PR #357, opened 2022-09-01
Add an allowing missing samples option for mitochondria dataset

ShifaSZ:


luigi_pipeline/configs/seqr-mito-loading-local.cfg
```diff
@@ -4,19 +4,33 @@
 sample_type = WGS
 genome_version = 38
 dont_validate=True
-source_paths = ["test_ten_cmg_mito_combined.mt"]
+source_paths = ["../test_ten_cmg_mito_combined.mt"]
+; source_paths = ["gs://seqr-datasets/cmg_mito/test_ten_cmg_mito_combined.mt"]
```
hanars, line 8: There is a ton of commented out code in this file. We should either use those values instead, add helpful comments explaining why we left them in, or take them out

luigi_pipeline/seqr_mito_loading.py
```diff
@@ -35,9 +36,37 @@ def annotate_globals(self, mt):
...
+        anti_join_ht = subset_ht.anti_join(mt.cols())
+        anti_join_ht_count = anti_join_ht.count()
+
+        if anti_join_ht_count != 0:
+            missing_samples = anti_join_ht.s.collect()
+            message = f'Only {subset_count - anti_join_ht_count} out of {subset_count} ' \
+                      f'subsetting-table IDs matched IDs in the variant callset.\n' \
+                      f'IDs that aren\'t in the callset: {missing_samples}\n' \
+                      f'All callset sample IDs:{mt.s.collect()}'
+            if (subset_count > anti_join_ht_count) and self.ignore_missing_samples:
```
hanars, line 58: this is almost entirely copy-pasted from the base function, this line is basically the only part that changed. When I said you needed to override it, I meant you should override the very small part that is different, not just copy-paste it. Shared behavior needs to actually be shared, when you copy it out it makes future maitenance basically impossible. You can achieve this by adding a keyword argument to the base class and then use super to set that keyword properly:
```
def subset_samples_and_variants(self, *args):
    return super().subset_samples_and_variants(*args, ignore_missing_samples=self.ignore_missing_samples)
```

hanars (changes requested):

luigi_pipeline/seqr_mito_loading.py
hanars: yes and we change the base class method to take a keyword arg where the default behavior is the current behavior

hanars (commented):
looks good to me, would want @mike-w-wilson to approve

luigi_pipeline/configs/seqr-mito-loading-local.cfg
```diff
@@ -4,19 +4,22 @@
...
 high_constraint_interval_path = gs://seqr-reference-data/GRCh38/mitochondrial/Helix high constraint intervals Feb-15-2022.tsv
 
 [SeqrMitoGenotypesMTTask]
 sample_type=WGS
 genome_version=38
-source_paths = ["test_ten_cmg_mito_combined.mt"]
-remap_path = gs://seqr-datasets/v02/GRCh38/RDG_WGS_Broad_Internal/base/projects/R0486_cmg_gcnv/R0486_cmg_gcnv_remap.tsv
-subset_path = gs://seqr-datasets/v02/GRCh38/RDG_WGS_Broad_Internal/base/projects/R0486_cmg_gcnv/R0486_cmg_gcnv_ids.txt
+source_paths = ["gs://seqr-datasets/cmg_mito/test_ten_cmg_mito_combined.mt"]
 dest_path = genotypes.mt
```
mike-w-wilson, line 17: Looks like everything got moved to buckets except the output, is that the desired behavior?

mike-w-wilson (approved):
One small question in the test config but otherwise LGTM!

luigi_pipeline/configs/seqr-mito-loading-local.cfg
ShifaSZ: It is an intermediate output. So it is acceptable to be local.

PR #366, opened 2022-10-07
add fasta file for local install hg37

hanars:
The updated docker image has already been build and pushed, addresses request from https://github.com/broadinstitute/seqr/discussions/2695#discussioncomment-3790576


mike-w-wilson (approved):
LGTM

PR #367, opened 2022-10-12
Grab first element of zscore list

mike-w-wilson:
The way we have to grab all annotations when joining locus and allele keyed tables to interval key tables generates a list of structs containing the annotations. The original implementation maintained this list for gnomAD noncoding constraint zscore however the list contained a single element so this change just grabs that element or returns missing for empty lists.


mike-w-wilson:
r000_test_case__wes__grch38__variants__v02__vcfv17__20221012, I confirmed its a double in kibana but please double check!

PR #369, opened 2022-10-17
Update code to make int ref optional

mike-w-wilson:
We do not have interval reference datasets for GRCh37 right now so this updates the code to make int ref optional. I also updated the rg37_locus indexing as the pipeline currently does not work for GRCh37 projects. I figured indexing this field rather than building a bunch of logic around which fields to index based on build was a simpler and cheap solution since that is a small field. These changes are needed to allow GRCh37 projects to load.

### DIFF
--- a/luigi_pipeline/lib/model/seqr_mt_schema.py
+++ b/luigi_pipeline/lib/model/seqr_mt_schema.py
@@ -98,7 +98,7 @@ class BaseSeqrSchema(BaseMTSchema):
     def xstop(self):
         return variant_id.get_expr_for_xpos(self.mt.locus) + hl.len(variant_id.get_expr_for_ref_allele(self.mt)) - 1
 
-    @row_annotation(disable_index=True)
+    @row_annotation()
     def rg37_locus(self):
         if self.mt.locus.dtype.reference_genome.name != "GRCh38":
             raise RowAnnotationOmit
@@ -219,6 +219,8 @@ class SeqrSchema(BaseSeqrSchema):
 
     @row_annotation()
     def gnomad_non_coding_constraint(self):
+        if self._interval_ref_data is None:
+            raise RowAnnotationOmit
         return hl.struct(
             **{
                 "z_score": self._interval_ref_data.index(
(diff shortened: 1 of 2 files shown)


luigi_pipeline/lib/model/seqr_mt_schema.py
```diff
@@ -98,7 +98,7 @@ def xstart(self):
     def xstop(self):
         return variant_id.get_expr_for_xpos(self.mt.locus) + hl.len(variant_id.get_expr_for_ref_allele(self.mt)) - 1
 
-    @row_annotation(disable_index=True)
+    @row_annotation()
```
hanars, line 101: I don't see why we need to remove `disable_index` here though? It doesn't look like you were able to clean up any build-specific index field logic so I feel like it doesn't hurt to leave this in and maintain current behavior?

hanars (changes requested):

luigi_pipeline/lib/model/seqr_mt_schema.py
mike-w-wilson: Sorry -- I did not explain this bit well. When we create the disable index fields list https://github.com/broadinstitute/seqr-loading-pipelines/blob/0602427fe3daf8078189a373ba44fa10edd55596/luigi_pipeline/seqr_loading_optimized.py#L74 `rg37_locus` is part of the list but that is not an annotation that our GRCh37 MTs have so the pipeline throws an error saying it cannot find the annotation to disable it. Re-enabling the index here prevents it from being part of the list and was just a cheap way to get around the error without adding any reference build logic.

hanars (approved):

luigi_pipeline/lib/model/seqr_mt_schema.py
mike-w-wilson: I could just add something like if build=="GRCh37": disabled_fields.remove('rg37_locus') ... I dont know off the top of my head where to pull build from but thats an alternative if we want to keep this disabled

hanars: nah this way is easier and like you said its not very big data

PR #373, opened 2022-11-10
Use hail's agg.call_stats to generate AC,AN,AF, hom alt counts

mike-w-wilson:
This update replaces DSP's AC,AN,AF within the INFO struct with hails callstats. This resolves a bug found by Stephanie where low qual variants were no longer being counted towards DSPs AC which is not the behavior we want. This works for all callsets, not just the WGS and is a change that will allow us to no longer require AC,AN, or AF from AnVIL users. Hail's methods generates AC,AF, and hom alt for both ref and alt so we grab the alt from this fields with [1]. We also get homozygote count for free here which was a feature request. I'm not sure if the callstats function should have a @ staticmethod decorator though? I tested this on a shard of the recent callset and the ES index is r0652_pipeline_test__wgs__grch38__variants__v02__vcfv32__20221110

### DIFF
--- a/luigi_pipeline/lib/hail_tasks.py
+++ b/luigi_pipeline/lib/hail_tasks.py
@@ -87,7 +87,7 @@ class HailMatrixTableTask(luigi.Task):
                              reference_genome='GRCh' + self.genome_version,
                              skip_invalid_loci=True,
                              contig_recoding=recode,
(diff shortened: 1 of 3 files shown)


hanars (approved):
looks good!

──────────

_Task statement_
Where a line of the records has the string "which", copy that line.

_Solution to this problem_
We do not have interval reference datasets for GRCh37 right now so this updates the code to make int ref optional. I also updated the rg37_locus indexing as the pipeline currently does not work for GRCh37 projects. I figured indexing this field rather than building a bunch of logic around which fields to index based on build was a simpler and cheap solution since that is a small field. These changes are needed to allow GRCh37 projects to load.
This update replaces DSP's AC,AN,AF within the INFO struct with hails callstats. This resolves a bug found by Stephanie where low qual variants were no longer being counted towards DSPs AC which is not the behavior we want. This works for all callsets, not just the WGS and is a change that will allow us to no longer require AC,AN, or AF from AnVIL users. Hail's methods generates AC,AF, and hom alt for both ref and alt so we grab the alt from this fields with [1]. We also get homozygote count for free here which was a feature request. I'm not sure if the callstats function should have a @ staticmethod decorator though? I tested this on a shard of the recent callset and the ES index is r0652_pipeline_test__wgs__grch38__variants__v02__vcfv32__20221110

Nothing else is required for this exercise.